## Exercise
May I have the lines from the one containing "link tries to" to the end of the entries, returned exactly and with nothing else?

## Available records
PR #12373, opened 2026-05-22
fix: add target=_blank to Read more link in custom background settings

### LINKED ISSUE #12370: "Read more" link under 'Custom Background Settings' not working
### URL

https://www.openstreetmap.org/#map=19/0.000000/0.000000

1. Go to: https://www.openstreetmap.org/#map=19/0.000000/0.000000
2. Hit button "Edit"
3. Hit button "Background Settings"
4. Hit button "Edit custom background"
5. Hit blue link "Read more"

Expected behavior: opening new browser tab to address "[https://wiki.openstreetmap.org/wiki/FAQ#What_images_and_maps_may_I_use_to_make_maps_from?](https://wiki.openstreetmap.org/wiki/FAQ#What_images_and_maps_may_I_use_to_make_maps_from?)"

Actual behavior:
a) under Firefox: no action
b) under Chrome: crashed window, see recording under section "Screenshot(s) or anything else?"

Custom Background Settings / Read more:

Image

Chrome browser behavior:

Image

2.40

Chrome

Aryannaik-max:
Fixes #12370

## Problem
The "Read more" link in Custom Background Settings had no `target` 
attribute. When iD runs inside the iframe on openstreetmap.org, the 
link tries to open inside the iframe which is blocked by policy, 
so nothing happens.

## Fix
Added `target="_blank"` and `rel="noopener noreferrer"` to all links 
generated by `marked()` in the custom background settings dialog.


modules/ui/settings/custom_background.js
tyrasd:
```suggestion
<a href="${t('settings.custom_background.instructions.license_faq_url')}" target="_blank">${t.html('settings.custom_background.instructions.license_faq')}</a>
```

tyrasd (changes requested):
this seems much more complicated than needed. why not directly set the target in the link supplied markdown? see suggestion below

modules/ui/settings/custom_background.js
matkoniecz: @Aryannaik-max ping?

Aryannaik-max: Hey, sorry for the delayed response. I applied the suggested fix, thanks for the ping @matkoniecz and for the cleaner suggestion @tyrasd!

## Task response
link tries to open inside the iframe which is blocked by policy, 
so nothing happens.

## Fix
Added `target="_blank"` and `rel="noopener noreferrer"` to all links 
generated by `marked()` in the custom background settings dialog.


modules/ui/settings/custom_background.js
tyrasd:
```suggestion
<a href="${t('settings.custom_background.instructions.license_faq_url')}" target="_blank">${t.html('settings.custom_background.instructions.license_faq')}</a>
```

tyrasd (changes requested):
this seems much more complicated than needed. why not directly set the target in the link supplied markdown? see suggestion below

modules/ui/settings/custom_background.js
matkoniecz: @Aryannaik-max ping?

Aryannaik-max: Hey, sorry for the delayed response. I applied the suggested fix, thanks for the ping @matkoniecz and for the cleaner suggestion @tyrasd!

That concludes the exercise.